**TASK**
Working from the entries below, give again each line from the first through the one containing "Now in version", exactly and with nothing else.

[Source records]
--- --- ---

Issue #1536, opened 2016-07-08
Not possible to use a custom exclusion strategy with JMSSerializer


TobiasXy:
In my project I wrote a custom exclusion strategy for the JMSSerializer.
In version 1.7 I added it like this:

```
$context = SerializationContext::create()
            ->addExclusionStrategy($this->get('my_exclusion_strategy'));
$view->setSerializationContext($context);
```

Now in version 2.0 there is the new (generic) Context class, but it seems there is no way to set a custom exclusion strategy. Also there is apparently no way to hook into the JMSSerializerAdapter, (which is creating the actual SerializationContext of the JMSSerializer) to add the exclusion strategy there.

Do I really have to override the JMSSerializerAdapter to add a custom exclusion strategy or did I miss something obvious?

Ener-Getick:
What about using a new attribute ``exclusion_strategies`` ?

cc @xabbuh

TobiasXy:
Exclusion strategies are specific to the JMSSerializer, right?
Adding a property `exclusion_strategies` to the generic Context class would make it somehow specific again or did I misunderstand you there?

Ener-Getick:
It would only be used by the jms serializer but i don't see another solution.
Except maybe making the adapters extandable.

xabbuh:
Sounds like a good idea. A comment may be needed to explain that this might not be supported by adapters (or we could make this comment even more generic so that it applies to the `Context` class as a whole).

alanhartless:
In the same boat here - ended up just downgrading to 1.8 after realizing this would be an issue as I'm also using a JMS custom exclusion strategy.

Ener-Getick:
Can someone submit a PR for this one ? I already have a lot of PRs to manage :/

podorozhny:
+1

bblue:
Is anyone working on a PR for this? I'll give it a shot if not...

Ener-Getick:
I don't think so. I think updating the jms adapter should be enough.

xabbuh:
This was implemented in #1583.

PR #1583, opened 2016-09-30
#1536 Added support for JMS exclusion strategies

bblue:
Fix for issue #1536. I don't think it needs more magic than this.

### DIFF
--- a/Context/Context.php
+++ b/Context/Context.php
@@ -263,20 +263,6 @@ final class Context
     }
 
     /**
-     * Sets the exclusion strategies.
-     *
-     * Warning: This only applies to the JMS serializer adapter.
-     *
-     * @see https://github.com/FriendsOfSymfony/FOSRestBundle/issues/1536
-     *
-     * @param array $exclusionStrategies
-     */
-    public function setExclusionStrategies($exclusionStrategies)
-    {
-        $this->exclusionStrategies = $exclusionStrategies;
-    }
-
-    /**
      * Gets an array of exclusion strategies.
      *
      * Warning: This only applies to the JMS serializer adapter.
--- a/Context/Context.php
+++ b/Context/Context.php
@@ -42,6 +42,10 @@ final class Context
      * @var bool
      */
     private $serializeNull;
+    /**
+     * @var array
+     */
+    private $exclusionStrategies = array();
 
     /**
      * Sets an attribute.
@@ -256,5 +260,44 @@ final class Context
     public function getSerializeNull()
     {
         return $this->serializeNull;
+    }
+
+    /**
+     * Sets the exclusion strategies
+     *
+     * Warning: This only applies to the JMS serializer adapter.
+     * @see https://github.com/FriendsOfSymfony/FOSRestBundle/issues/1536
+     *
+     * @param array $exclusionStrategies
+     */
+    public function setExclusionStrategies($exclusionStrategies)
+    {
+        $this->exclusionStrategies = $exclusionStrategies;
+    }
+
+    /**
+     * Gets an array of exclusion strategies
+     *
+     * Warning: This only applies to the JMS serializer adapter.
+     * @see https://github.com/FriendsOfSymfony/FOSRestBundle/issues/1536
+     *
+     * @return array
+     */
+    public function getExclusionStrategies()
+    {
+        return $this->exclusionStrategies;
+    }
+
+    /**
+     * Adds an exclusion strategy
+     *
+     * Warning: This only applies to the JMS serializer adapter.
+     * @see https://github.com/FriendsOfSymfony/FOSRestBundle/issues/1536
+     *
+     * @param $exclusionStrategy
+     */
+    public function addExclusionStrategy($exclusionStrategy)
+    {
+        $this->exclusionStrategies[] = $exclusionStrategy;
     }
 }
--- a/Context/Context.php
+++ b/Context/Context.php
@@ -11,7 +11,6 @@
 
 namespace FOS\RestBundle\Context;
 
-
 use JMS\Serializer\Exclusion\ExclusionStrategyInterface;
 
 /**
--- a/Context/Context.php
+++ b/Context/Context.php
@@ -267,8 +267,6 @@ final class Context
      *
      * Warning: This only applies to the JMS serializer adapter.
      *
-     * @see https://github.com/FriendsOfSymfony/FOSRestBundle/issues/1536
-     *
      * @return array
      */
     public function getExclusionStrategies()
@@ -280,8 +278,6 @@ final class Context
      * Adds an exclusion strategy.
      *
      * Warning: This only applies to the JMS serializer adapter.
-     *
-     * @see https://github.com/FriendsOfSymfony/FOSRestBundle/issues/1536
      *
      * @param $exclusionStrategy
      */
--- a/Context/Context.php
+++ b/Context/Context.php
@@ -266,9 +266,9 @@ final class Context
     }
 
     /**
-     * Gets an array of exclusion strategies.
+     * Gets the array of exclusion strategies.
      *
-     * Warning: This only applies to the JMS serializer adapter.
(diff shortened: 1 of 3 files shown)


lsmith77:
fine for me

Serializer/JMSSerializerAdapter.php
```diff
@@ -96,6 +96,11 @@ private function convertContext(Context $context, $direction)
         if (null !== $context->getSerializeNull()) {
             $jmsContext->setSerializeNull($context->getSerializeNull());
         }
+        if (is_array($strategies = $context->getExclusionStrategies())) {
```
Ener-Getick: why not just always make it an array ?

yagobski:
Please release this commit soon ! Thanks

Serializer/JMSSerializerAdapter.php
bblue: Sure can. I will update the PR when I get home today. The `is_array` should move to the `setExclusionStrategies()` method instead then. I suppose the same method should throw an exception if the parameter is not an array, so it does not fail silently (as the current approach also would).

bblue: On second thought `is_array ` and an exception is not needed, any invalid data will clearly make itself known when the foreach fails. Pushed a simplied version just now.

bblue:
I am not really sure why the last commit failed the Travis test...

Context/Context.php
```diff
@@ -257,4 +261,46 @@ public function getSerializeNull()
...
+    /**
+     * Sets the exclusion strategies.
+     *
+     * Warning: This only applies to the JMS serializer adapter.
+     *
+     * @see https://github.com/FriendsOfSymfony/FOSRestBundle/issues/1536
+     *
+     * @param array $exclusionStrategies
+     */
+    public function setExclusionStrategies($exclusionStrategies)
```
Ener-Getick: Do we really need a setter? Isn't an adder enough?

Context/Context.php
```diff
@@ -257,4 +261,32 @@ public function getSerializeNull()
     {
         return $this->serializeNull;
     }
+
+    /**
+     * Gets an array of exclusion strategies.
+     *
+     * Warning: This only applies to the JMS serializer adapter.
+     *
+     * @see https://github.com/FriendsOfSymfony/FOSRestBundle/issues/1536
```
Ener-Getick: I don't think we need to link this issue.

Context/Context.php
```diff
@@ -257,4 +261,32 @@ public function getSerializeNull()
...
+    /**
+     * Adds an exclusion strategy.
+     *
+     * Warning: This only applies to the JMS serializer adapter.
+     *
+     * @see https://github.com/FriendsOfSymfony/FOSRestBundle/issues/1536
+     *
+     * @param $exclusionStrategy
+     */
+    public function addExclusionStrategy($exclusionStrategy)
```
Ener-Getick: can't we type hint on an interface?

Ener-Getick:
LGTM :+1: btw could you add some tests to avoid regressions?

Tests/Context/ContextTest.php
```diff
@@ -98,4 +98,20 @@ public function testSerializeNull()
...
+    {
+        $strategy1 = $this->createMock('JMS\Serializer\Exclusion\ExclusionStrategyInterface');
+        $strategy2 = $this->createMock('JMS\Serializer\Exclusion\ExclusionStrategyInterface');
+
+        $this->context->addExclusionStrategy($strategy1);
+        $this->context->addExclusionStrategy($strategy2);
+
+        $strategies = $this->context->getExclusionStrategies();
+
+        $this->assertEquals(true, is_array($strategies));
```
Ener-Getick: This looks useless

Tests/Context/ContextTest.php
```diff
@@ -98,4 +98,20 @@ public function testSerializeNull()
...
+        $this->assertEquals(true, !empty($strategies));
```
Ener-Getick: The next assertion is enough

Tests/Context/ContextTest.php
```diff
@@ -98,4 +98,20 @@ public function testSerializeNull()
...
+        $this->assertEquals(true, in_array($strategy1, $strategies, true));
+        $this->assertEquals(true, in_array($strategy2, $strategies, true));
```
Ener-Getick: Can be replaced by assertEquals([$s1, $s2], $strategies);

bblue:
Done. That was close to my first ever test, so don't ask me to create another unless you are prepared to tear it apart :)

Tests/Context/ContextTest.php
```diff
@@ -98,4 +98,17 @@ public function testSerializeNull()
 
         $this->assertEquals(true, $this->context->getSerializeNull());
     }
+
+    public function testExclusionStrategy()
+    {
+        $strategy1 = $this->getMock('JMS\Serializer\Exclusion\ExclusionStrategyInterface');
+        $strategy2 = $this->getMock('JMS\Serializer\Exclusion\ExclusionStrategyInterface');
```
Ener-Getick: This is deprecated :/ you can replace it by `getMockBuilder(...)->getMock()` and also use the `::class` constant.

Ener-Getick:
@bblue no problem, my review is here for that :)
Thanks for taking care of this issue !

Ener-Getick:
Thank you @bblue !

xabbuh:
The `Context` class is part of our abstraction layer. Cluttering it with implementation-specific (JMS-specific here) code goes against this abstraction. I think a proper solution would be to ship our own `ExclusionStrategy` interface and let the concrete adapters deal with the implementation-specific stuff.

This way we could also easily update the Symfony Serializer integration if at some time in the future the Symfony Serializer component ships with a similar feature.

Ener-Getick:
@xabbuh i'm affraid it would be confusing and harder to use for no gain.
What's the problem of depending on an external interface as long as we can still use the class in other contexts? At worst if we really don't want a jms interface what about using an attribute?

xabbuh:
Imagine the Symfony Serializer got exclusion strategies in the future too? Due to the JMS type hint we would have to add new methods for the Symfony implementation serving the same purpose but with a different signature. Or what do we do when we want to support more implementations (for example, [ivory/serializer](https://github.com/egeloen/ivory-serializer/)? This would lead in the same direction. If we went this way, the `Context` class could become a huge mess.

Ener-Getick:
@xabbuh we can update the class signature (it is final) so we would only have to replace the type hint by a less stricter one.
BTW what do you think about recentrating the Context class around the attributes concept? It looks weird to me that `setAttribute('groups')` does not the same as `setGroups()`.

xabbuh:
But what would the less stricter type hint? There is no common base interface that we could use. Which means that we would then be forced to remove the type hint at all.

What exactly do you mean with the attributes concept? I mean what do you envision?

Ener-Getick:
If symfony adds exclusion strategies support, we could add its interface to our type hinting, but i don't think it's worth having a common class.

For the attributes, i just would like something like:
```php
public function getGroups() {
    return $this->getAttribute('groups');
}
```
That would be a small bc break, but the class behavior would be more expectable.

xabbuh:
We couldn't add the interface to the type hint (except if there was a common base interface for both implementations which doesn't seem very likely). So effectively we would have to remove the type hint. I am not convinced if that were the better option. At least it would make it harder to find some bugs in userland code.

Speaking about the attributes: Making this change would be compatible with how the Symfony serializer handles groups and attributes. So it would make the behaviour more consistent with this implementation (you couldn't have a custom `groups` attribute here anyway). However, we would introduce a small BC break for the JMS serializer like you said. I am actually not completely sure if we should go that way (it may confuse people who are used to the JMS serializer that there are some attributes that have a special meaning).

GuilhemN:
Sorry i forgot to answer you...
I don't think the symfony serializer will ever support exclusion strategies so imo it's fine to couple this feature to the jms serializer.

--- --- ---

**ANSWER BOX**
Issue #1536, opened 2016-07-08
Not possible to use a custom exclusion strategy with JMSSerializer


TobiasXy:
In my project I wrote a custom exclusion strategy for the JMSSerializer.
In version 1.7 I added it like this:

```
$context = SerializationContext::create()
            ->addExclusionStrategy($this->get('my_exclusion_strategy'));
$view->setSerializationContext($context);
```

Now in version 2.0 there is the new (generic) Context class, but it seems there is no way to set a custom exclusion strategy. Also there is apparently no way to hook into the JMSSerializerAdapter, (which is creating the actual SerializationContext of the JMSSerializer) to add the exclusion strategy there.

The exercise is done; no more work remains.